Yer. One of the other reasons we did not get the bird was they only let people with avaries buy them. They would not let them in house cages because it was cruel


----------



## lperry82 (Aug 2, 2010)

hmmm how on earth is bringing a tiel into a loving warm house cruel 
So i guess im cruel because my bunnys are house bunnys and my birds are in a cage at bedtime


----------



## Cockatiel love (Aug 15, 2010)

lperry82 said:


> hmmm how on earth is bringing a tiel into a loving warm house cruel
> So i guess im cruel because my bunnys are house bunnys and my birds are in a cage at bedtime


Yep, that is what I was thinking.
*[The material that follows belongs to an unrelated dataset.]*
PR #1907, opened 2026-08-27
Add containerd support

### LINKED ISSUE #1897: Add docker support for containerd snapshotter
Currently the docker implementation only implements overlayfs2, new installations seem to use containerd snapshotter. Would be nice to have support for this.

I have birds in cage. If they fly most of the day isn't it alright. They said the only way they allow you to have them indoors if they have a massive room to themselves


----------



## lperry82 (Aug 2, 2010)

Have you tried www.gumtree.com www.adtrader.co.uk www.preloved.co.uk www.vivastreet.co.uk
Iv just seen baby cockatiels for £45 just down the road from me  (no more no more no more no more :wacko


----------



## Cockatiel love (Aug 15, 2010)

lperry82 said:


> Have you tried www.gumtree.com www.adtrader.co.uk www.preloved.co.uk www.vivastreet.co.uk
> Iv just seen baby cockatiels for £45 just down the road from me  (no more no more no more no more :wacko


 I don't think we will be getting one, like I said Charlie gives me enough love however they are great


----------



## lperry82 (Aug 2, 2010)

I would have a million if i could lol


----------



## Cockatiel love (Aug 15, 2010)

lperry82 said:


> I would have a million if i could lol


Same but Charlie is special by himself so I don't want another but maybe a budgie


----------



## lperry82 (Aug 2, 2010)

Iv i did get another it would be 2 as i got both sex and if i got only 1 somebody is going to get left out
Has anybody got 3 with both sex and f/m,


----------



## tielfan (Aug 31, 2008)

> One of the other reasons we did not get the bird was they only let people with avaries buy them. They would not let them in house cages because it was cruel


Some people have very rigid ideas about the right way to take care of a bird and have no tolerance for people who do things differently than they do. It's entirely possible for birds in a cage to get better care and more love than birds in an aviary, but they won't take that into account.


----------



## roxy culver (May 27, 2010)

I agree with tielfan...some people are very rigid in their opinions and it's not fair. To me, sure an aviary is big and roomy, but how many people actually go out there to play with their birds out there? With the cage, the bird is right there in front of you being so cute and irresistible all the time how can you ignore them? i can't ignore mine, they make sure of that!!!


----------